- _Assignment_
Your reply should be made up of every line in the records below that holds the string "return".

- _The records_
+---+

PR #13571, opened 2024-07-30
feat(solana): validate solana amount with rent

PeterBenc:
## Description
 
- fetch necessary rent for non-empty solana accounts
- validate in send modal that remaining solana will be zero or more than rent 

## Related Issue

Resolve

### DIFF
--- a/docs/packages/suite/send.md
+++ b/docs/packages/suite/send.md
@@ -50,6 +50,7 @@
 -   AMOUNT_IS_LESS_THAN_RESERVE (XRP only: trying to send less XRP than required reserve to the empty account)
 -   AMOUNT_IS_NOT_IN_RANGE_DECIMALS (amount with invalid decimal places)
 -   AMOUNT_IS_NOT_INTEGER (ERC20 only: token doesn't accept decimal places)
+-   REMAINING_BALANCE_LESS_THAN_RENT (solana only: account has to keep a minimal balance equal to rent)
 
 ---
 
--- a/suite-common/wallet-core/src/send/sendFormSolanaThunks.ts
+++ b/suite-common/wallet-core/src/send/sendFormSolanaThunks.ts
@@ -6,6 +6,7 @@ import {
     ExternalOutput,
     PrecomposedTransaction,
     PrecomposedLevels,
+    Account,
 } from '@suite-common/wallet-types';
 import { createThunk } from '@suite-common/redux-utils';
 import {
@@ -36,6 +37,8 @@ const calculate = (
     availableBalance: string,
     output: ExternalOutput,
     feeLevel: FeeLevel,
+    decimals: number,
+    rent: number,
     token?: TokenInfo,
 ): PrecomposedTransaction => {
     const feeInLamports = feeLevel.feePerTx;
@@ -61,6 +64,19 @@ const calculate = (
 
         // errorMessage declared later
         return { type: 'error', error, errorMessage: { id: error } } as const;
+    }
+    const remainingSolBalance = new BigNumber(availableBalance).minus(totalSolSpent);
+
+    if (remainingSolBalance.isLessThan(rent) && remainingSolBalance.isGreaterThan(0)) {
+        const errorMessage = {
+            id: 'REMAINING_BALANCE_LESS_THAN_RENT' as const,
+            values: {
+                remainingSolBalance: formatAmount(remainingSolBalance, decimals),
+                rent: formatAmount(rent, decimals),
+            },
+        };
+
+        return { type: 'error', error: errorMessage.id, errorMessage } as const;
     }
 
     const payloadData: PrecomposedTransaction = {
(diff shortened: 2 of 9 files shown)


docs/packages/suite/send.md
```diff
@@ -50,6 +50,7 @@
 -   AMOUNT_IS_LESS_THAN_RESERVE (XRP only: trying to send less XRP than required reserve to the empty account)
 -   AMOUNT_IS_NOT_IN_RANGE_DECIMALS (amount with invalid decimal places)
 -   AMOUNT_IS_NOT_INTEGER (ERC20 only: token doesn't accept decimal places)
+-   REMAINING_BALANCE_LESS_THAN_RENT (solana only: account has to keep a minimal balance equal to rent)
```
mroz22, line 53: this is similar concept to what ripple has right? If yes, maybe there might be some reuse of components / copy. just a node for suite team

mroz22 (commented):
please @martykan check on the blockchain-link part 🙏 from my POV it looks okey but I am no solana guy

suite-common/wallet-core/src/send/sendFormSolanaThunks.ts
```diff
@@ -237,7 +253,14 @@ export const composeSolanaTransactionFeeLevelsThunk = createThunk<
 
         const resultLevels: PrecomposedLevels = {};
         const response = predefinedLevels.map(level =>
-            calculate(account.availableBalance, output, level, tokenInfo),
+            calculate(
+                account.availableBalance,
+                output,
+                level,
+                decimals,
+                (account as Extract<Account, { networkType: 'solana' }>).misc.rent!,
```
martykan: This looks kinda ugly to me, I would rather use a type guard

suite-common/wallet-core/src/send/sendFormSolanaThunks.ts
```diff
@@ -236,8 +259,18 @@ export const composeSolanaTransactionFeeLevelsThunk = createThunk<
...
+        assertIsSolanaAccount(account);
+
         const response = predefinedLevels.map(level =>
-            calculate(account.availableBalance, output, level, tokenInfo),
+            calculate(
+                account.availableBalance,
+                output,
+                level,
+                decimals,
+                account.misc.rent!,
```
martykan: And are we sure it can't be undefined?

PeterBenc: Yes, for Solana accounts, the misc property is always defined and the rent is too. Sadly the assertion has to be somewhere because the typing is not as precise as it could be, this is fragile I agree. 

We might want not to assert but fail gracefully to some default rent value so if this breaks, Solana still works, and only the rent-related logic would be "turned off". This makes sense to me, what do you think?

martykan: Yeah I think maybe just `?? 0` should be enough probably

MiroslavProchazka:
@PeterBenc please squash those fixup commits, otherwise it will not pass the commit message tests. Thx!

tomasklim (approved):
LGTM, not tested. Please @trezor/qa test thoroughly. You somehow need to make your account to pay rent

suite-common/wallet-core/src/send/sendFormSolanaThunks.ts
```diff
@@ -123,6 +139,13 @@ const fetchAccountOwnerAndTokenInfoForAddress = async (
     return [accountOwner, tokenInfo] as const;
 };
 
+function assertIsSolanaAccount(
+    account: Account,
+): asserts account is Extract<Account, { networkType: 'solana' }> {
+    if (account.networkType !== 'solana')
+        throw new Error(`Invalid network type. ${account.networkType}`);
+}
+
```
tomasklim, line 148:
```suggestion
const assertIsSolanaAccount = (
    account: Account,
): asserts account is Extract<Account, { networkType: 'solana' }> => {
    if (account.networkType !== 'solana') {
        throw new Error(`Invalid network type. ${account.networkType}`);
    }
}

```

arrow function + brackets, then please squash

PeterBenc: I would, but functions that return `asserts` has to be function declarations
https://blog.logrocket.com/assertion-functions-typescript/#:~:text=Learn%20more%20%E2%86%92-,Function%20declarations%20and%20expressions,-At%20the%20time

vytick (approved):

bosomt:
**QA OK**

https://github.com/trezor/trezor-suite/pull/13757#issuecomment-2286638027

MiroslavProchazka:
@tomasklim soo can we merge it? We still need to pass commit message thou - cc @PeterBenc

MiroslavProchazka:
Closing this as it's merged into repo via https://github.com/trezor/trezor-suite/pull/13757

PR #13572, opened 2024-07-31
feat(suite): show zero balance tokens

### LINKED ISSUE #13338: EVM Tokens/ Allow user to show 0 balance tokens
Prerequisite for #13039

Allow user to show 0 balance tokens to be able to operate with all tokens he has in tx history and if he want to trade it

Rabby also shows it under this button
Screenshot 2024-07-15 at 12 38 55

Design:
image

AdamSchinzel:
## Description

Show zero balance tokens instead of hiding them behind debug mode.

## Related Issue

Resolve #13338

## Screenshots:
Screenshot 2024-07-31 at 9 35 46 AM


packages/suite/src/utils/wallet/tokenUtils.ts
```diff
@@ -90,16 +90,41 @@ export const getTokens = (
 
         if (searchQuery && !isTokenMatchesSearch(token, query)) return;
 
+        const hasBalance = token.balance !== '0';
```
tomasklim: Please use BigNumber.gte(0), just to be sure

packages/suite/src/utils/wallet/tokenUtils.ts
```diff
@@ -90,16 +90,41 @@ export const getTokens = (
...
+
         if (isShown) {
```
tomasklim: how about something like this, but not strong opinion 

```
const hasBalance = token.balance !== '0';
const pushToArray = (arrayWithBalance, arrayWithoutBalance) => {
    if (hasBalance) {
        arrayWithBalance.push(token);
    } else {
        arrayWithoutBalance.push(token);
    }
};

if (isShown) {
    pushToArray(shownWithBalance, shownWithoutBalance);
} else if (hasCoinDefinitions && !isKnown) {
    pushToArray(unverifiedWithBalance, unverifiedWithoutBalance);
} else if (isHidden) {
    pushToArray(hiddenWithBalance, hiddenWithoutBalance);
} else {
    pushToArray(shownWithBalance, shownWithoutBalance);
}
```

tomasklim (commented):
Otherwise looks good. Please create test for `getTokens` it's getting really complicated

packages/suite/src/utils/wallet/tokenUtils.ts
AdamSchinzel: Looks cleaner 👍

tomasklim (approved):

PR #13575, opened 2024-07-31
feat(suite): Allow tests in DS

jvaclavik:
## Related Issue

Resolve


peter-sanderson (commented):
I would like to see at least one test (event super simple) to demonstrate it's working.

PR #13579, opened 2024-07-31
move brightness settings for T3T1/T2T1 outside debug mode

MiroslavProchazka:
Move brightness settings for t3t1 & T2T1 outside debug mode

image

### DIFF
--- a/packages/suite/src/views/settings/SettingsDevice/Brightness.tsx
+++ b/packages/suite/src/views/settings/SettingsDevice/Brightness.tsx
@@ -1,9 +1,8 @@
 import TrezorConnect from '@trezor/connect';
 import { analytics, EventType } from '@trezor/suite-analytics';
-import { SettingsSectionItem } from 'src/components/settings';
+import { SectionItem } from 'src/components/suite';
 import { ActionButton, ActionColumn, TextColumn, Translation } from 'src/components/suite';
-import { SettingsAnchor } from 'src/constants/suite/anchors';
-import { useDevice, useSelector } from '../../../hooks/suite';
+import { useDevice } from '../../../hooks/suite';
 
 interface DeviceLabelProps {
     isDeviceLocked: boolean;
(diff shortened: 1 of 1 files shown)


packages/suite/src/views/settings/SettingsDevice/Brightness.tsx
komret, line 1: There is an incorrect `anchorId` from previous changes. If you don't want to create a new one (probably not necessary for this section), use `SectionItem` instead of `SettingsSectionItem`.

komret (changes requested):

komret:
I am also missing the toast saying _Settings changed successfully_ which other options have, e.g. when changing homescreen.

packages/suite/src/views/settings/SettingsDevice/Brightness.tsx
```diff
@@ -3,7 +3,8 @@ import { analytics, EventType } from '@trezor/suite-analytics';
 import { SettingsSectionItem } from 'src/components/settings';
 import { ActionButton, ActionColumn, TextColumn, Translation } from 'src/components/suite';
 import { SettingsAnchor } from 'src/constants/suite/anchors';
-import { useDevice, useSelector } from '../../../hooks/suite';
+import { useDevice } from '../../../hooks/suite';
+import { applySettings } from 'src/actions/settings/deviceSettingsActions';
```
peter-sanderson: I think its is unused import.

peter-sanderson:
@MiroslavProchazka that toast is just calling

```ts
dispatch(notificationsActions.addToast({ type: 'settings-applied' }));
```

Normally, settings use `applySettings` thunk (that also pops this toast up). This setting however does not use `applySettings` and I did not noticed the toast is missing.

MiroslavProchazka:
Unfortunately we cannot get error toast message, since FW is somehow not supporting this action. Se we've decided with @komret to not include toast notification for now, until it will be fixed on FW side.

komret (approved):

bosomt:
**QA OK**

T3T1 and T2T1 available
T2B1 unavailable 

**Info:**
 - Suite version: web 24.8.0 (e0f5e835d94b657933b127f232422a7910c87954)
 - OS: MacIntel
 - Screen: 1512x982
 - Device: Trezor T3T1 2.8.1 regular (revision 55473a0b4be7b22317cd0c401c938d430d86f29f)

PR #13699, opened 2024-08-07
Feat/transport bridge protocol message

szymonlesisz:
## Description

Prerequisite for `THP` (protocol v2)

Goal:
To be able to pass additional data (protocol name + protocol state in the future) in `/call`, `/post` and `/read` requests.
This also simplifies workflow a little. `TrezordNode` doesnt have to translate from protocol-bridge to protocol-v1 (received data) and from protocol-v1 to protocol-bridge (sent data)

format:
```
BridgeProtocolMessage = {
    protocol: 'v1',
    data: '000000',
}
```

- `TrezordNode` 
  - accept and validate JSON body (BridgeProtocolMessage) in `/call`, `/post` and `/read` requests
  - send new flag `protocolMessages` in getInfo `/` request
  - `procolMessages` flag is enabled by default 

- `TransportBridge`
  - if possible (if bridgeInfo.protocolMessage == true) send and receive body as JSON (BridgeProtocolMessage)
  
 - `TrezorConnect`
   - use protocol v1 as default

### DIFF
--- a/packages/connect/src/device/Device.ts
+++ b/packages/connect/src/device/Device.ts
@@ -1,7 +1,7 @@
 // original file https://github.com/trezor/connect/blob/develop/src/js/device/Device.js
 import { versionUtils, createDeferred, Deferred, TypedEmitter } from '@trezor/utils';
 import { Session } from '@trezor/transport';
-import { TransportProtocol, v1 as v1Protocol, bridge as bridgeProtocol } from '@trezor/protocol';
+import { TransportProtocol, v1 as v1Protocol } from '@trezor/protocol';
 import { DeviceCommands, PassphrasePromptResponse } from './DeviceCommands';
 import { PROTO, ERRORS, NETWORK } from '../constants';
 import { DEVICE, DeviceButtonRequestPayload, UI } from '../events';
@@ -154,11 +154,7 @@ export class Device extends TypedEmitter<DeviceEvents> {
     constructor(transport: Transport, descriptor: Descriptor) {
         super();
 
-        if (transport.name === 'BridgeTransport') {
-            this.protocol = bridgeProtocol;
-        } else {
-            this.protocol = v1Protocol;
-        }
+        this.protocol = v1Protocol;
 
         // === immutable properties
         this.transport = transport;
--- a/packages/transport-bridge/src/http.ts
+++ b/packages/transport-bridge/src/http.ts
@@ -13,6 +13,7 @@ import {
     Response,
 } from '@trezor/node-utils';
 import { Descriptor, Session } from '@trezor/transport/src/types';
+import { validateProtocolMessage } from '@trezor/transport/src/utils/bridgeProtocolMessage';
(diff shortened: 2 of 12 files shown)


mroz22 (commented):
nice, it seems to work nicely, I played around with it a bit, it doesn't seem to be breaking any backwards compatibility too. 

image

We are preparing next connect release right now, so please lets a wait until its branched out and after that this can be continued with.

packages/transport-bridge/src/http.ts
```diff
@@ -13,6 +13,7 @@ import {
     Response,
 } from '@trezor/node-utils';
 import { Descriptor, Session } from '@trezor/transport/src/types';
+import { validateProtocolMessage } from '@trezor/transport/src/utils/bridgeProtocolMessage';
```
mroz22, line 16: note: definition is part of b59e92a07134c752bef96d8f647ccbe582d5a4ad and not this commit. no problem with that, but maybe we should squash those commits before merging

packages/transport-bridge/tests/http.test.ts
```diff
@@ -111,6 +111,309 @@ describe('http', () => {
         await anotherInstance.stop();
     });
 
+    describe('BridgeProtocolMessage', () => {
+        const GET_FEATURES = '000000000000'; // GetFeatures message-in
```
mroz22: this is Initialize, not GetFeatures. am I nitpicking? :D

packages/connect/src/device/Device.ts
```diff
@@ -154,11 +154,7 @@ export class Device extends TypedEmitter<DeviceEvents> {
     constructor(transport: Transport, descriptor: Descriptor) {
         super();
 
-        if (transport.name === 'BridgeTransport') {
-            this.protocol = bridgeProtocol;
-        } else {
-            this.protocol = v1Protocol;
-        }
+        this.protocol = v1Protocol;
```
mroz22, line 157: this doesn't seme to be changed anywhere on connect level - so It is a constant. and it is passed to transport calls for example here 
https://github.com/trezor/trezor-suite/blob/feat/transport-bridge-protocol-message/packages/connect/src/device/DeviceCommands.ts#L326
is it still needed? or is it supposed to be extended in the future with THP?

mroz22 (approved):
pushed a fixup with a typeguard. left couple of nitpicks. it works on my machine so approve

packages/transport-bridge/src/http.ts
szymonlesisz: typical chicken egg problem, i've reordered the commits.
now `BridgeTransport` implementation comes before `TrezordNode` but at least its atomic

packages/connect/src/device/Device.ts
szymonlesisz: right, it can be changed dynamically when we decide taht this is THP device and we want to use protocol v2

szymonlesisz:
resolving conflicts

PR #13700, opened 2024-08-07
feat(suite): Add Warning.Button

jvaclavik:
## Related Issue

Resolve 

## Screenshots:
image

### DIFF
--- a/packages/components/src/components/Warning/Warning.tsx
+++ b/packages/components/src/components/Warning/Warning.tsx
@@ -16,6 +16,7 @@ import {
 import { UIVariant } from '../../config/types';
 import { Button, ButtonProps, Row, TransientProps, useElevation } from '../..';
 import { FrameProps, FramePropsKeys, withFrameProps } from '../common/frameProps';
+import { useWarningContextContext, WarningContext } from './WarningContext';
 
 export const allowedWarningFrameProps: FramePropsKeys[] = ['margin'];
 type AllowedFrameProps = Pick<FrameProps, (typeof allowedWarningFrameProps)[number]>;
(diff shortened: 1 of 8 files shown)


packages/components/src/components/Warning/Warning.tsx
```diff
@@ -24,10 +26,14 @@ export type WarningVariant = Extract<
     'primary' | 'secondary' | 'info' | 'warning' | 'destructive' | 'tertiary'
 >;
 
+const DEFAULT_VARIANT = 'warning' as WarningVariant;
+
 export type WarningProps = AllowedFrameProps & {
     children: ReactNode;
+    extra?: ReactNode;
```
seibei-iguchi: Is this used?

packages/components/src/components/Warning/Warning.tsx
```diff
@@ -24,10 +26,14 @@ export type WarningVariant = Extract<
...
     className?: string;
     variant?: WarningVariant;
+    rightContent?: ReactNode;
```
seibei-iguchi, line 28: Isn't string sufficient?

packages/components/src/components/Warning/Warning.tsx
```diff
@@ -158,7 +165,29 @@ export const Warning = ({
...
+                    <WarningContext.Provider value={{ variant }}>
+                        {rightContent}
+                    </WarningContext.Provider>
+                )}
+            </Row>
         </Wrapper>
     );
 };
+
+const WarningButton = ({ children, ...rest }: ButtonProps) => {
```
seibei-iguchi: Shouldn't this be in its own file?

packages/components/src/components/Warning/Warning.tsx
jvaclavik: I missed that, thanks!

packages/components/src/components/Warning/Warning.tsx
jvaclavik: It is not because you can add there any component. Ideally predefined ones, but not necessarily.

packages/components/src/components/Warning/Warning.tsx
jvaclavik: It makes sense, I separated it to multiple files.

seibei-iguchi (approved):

+---+

- _Response box_
         return { type: 'error', error, errorMessage: { id: error } } as const;
+        return { type: 'error', error: errorMessage.id, errorMessage } as const;
     return [accountOwner, tokenInfo] as const;
PeterBenc: I would, but functions that return `asserts` has to be function declarations
         if (searchQuery && !isTokenMatchesSearch(token, query)) return;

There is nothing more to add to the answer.